* **WHAT IS REQUIRED**
Only the lines from the beginning of the data below through the line that contains "This is a simple" should be repeated, exactly as written.

* **RECORDED INFORMATION**
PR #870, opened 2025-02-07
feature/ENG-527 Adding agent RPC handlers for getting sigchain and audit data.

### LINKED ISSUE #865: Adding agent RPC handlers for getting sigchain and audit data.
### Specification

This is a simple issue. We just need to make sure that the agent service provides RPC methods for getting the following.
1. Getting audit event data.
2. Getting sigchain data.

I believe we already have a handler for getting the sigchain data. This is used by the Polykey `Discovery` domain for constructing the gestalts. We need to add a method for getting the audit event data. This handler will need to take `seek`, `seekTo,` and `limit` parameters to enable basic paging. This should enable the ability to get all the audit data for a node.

* **EXERCISE ANSWER**
PR #870, opened 2025-02-07
feature/ENG-527 Adding agent RPC handlers for getting sigchain and audit data.

### LINKED ISSUE #865: Adding agent RPC handlers for getting sigchain and audit data.
### Specification

This is a simple issue. We just need to make sure that the agent service provides RPC methods for getting the following.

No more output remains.